We have presented the clinical outcome of six patients with PHHI who underwent surgery after failure of medical treatment with a mean follow-up of 8.25 years. Most of the cases are sporadic. However, in our series we had four patients from the familial group (66.6%) and two from the sporadic group (33.2%). Insulin-dependent diabetes developed in three out of six (50%) treated children (two at the age of 10 years and one at the age of 1 year). Other investigators have found that diabetes develops in 56% of children having near-total pancreatectomy 9. We found that older age at surgery leads to greater risk of diabetes, in agreement with previous studies 10. This finding relating age at surgery and development of diabetes needs confirmation with larger case series before they can be generalized. Two children were hypoglycemic after surgery, requiring medical treatment, which later required second surgery. One patient underwent 90% pancreatectomy during the first surgery and the other underwent 95% pancreatectomy. Overgrowth of the remaining pancreas was observed in one patient who underwent 95% resection. Postpancreatectomy pancreatic regrowth in four infants with PHHI has also been documented in other studies 9,11. Postpancreatectomy regrowth is well documented in experimental models 12. The patient who underwent 70% pancreatectomy (the first case in our series) was operated upon by a general surgeon who was covering the service of pediatric surgery at that time. This might explain the underestimation of the actual percentage of the pancreatectomy in this case, which did well postoperatively.

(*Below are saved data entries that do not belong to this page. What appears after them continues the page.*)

PR #294, opened 2022-09-28
Clarify that a job dismiss should not touch results that perhaps have…

kalxas:
… been staged-out to external components

There has been a discussion in the EOEPCA project about whether to delete (or not) the processing results of a process when a dismiss operation is called. It feels natural that the files that have been stored on the processing server should be deleted on dismiss, but in the case that the processing results have been stored on an external storage (e.g. an s3 bucket) and perhaps have been registered to an external catalogue, the dismiss call should not delete those assets by default.
I am proposing this minor change to make this a bit more clear.

### DIFF
--- a/core/sections/clause_14_dismiss.adoc
+++ b/core/sections/clause_14_dismiss.adoc
@@ -2,7 +2,7 @@
 [[Dismiss]]
 == Requirements Class "Dismiss"
 
-The Dismiss requirement class specifies how to dismiss a job. Dismiss can be seen as cancelling a running job or removing artifacts of a finished job.
+The Dismiss requirement class specifies how to dismiss a job. Dismiss can be seen as cancelling a running job or removing internal artifacts of a finished job.
 
 include::../requirements/requirements_class_dismiss.adoc[]
 


bpross-52n:
The SWG discussed this on December 12th. We think that we need to split up the dismiss conformance class. We think about having one opertaion to cancel a running job and another one to delete the results of a finished job. Please leave us a comment about what you are thinking.

kalxas:
Thank you for the feedback.
Even if we have a "cancel" and a "dismiss" function separately, my above comment still stands: should externally stored results be deleted by the server?

gfenoy:
I made the two operations a single one as it was done in the [Dismiss extention](https://docs.opengeospatial.org/is/14-065/14-065.html#86) from WPS 2.0.

rconway:
The distinction between 'cancel' and 'delete' may be useful...

- CANCEL - stop the job execution, but leave the job in the list (with status cancelled or similar)
- DELETE - stop (if necessary) the job execution and remove the job (metadata) from the job list. iaw. WPS 2.0 dismiss, the server **may** also delete the assets (results) associated to the job

fmigneault:
CRIM's implementation also performs both cancel/dismiss tasks at the same time because there is no reason to leave results once the job is cancelled. In our case, even if the job was completed (successfully, cancelled or failed), a following dismiss request would NOT delete it, only change its status to `dismissed` and making sure to wipe result artifacts. The reason we preserve the job is to provide better errors messages such as HTTP Gone (410) instead of Not Found (404) when their status or results are requested afterwards.

bpross-52n:
@pvretano Will work on splitting the dismiss conformance class.

pvretano:
21-AUG-2023:  Discussed this in the SWG and the sentiment is that this conformance class should allow a job to be cancelled or deleted.  However, the conformance class should not say anything about what an implementation does with the the resources (internal and external) created by the job.  There should be a statement that basically says that it is up to the implementation to determine what to do with the artifacts created by the job.  Some implementations (e.g. CubeWerx or Zoo) delete all resources associated with the job.  Others (e.g. Hexagon) keep them around depending on the process.  So, it seems the behaviour is implementation dependent.  @pvretano will modify the PR to make the changes discussed.

bpross-52n:
> 21-AUG-2023: Discussed this in the SWG and the sentiment is that this conformance class should allow a job to be cancelled or deleted. However, the conformance class should not say anything about what an implementation does with the the resources (internal and external) created by the job. There should be a statement that basically says that it is up to the implementation to determine what to do with the artifacts created by the job. Some implementations (e.g. CubeWerx or Zoo) delete all resources associated with the job. Others (e.g. Hexagon) keep them around depending on the process. So, it seems the behaviour is implementation dependent. @pvretano will modify the PR to make the changes discussed.

SWG meeting from Dec 11th: make it so

pvretano:
Resolved in #398

PR #318, opened 2023-02-13
Patch missing label issues.

pvretano:
I've patched the files mentioned in this issue but the use of the metanorma "label", "part", etc. directives in the requirements and reccomendations is quite inconsistent.


jerstlouis:
@pvretano You may already know this, but just in case, I believe the `label` is the requirement ID (and was more recently replaced by `identifier`) e.g., for _Requirement 1_: `/req/core/landingpage-op` whereas `part` is to identify multiple parts e.g., A, B within _Requirement 10_.

> The identifier was previously encoded as label until https://github.com/metanorma/metanorma-ogc/releases/tag/v2.2.0

from https://www.metanorma.org/author/topics/document-format/requirements-modspec/

pvretano:
@jerstlouis nope, I was not aware of that.  However, as I mentioned about after the metanorma migration that tags used to label identifiers, parts, etc. and how exactly they are encoded in a file are all over the place.  Since I don't have time to read the metanorma documentation ... nor do I care to do so ... someone else more familiar with that product will have to do a sweep of all the recommendations and requirements and harmonize eveything.  This is something that should be done closer to the time we anticipate handing the document over to the OAB for review.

All patients were developmentally normal and two patients (33.3%) were diagnosed with epilepsy after a few years as compared with 64% of patients with developmental delay in another series 13, possibly associated with delayed treatment.
In our cases, age at diagnosis ranged from a few hours after birth to 2½ months (median age, few hours). This is because most of our patients were from the same family and had been admitted soon after birth to the Neonatal Intensive Care Unit for workup.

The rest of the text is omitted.